Platform Configuration: We conducted our experiments on a system with Intel(R) Xeon(R) Gold 6230R CPU packing 52 cores with a clock speed of 2.10 GHz. There are two logical threads for each core, each core with a private 32 KB L1 and 1024 KB L2 cache. The 36608KB L3 cache is shared across the cores. The system has 376 GB of RAM and 1 TB of hard disk. It runs on a 64-bit Linux operating system.

Fig. 1.
figure 1

Performance of our implementation compared to its counterparts. x-axis: Number of threads. y-axis: Average Time taken in microseconds.(a) Read Heavy workload with snapshot, (b) Read Heavy workload with Diameter, (c) Read Heavy workload with Betweenness Centrality, (d) Update Heavy with snapshot, (e) Update Heavy with Diameter, (f) Update Heavy with Betweenness Centrality.

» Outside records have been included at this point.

PR #26, opened 2018-06-28
EVA-1262 Overlapping SNPs and INDELs are not properly sorted in output report

andresfsilva:
Denormilize accessions before sorting instead of doing it after


eva-accession-pipeline/src/main/java/uk/ac/ebi/eva/accession/pipeline/io/AccessionReportWriter.java
```diff
@@ -119,14 +119,13 @@ public void write(List<? extends AccessionWrapper<ISubmittedVariant, String, Lon
...
-        ISubmittedVariant variant = denormalizeVariant(normalizedVariant);
-        String vcfLine = variantToVcfLine(id, variant);
+    private void writeVariant(Long id, ISubmittedVariant denormalizedVariant) throws IOException {
+        String vcfLine = variantToVcfLine(id, denormalizedVariant);
         fileWriter.write(vcfLine);
         fileWriter.newLine();
     }
 
-    private ISubmittedVariant denormalizeVariant(ISubmittedVariant normalizedVariant) {
+    protected ISubmittedVariant denormalizeVariant(ISubmittedVariant normalizedVariant) {
```
cyenyxe: This method is no longer used in this class but in `AccessionWriter`, so I think it is more appropriate to move there this and other methods it depends on, and keep it private.

eva-accession-pipeline/src/test/java/uk/ac/ebi/eva/accession/pipeline/configuration/jobs/CreateSubsnpAccessionsJobConfigurationTest.java
```diff
@@ -66,6 +69,30 @@ public void executeJob() throws Exception {
...
+        JobExecution jobExecution = jobLauncherTestUtils.launchJob();
+        assertEquals(BatchStatus.COMPLETED, jobExecution.getStatus());
+
+        File output = new File(inputParameters.getOutputVcf());
+        int firstVariantLineNumber = getVariantLineByPosition(output, "20" + "\t" + "60027");
+        int secondVariantLineNumber = getVariantLineByPosition(output, "20" + "\t" + "60028");
+        assertTrue(firstVariantLineNumber < secondVariantLineNumber);
+    }
+
+    public static int getVariantLineByPosition(File output, String position) throws IOException {
```
cyenyxe: `getVariantLineNumberByPosition` for complete clarity

eva-accession-pipeline/src/main/java/uk/ac/ebi/eva/accession/pipeline/io/AccessionWriter.java
```diff
@@ -47,8 +48,14 @@ public AccessionWriter(SubmittedVariantAccessioningService service, AccessionRep
...
-        accessions.sort(new AccessionWrapperComparator(variants));
-        accessionReportWriter.write(accessions);
+
+        List<AccessionWrapper<ISubmittedVariant, String, Long>> denormalizedAccessions = new ArrayList<>();
+        accessions.forEach(accession -> denormalizedAccessions
+                .add(new AccessionWrapper(accession.getAccession(), accession.getHash(),
+                                          accessionReportWriter.denormalizeVariant(accession.getData()))));
+
+        denormalizedAccessions.sort(new AccessionWrapperComparator(variants));
+        accessionReportWriter.write(denormalizedAccessions);
```
cyenyxe: I know it was already this way, but given that the sorting is specific to the report, maybe it should be called first thing inside the `write` method?

eva-accession-pipeline/src/test/resources/accession-pipeline-test.properties
```diff
@@ -8,7 +8,7 @@ parameters.assemblyAccession=assembly
 parameters.taxonomyAccession=1111
 parameters.projectAccession=project
 parameters.chunkSize=100
-parameters.vcf=src/test/resources/input-files/vcf/genotyped.vcf.gz
+parameters.vcf=src/test/resources/input-files/vcf/small_genotyped.vcf.gz
```
cyenyxe: A header line indicating that one record is a non-variant would be useful, because it took me a while to understand why only 22 out of 23 were expected to be accessioned.

eva-accession-pipeline/src/test/java/uk/ac/ebi/eva/accession/pipeline/configuration/jobs/CreateSubsnpAccessionsJobConfigurationTest.java
```diff
@@ -66,6 +69,30 @@ public void executeJob() throws Exception {
...
+        BufferedReader fileInputStream = new BufferedReader(new InputStreamReader(new FileInputStream(output)));
+        String line;
+        int lineNumber = 0;
+        while ((line = fileInputStream.readLine()) != null) {
+            if (line.startsWith(position)) {
+                return lineNumber;
+            }
+            lineNumber++;
+        }
+        throw new IllegalStateException("VCF didn't have any data lines");
```
pabarcgar: This message is not accurate. If the VCF has data lines, but the "position" we are looking is not in the VCF, the exception will be thrown as well. Maybe this message is better:
"The VCF does not contain any variant with position " + position

eva-accession-pipeline/src/test/java/uk/ac/ebi/eva/accession/pipeline/io/AccessionWriterTest.java
```diff
@@ -156,6 +156,39 @@ public void saveTwoAccession() throws Exception {
...
+        BufferedReader fileInputStream = new BufferedReader(new InputStreamReader(new FileInputStream(output)));
+        String line;
+        int lineNumber = 0;
+        while ((line = fileInputStream.readLine()) != null) {
+            if (line.startsWith(position)) {
+                return lineNumber;
+            }
+            lineNumber++;
+        }
+        throw new IllegalStateException("VCF didn't have any data lines");
```
pabarcgar: The same comment that in this method in the other test:

This message is not accurate. If the VCF has data lines, but the "position" we are looking is not in the VCF, the exception will be thrown as well. Maybe this message is better:
"The VCF does not contain any variant with position " + position

eva-accession-pipeline/src/main/java/uk/ac/ebi/eva/accession/pipeline/io/AccessionReportWriter.java
andresfsilva: Denormalization and sorting was moved to this class (AccessionReportWriter) istead of having it in the AccessionWriter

Experimental Setup: All implementations are in C++ without garbage collection. We used Posix threads for multi-threaded implementation. We initially populated the graph with uniformly distributed synthetic data of 10K nodes and 20K edges for the experiments. In all our experiments, we have considered all the point operations AddVertex, RemoveVertex, ContainsVertex, AddEdge, RemoveEdge, ContainsEdge from ADT and one of the graph analytics operations from Snap, BetweenCentrality and Diameter. The evaluation metric used is the average time taken to complete each operation. We measure the average time w.r.t increasing spawned threads.

Workload Distribution : The distribution is over the following ordered set of Operations (AddVertex, RemoveVertex, ContainsEdge, AddEdge, RemoveEdge, ContainsEdge, and Critical Operation(Snap/ Diameter/ BetweenCentrality).

  1. 1.

    Read Heavy Workload : 3%, 2%, 45%, 3%, 2%, 45% , 2%

  2. 2.

    Update Heavy Workload: 12%, 13%, 25%, 13%, 12%, 25% , 2%

Algorithms : We compare our wait-free Snap/ Diameter/ BetweenCentrality approaches to the obstruction-free implementation of the same operations using Chatterjee et al. [2], and Chatterjee et al. [1]. We have named them Obst-Free and PANIGRAHAM, respectively, and our approach as WF.

Performance for various Graph Analytics Operation In Fig. 1, we compare the average time of the algorithms under the two different workloads mentioned above. Initially, with Snap, and then we replace the Snap operation with Diameter and BetweenCentrality. In the case of Snap, our algorithm outperforms all its counterparts by up to two orders of magnitude because if a new thread is required to execute Snap, it assists the current Snap if it is there and collaboratively finds the Snap. Thus we see that the average time remains the same even with increasing active threads as more threads will be involved in creating a snapshot. On the other hand, in the obstruction-free algorithm, each thread creates its own independent Snapshot. Each thread performs the Diameter and BetweenCentrality independently using the snapshot in all three algorithms. Hence we see the Average time increasing with threads.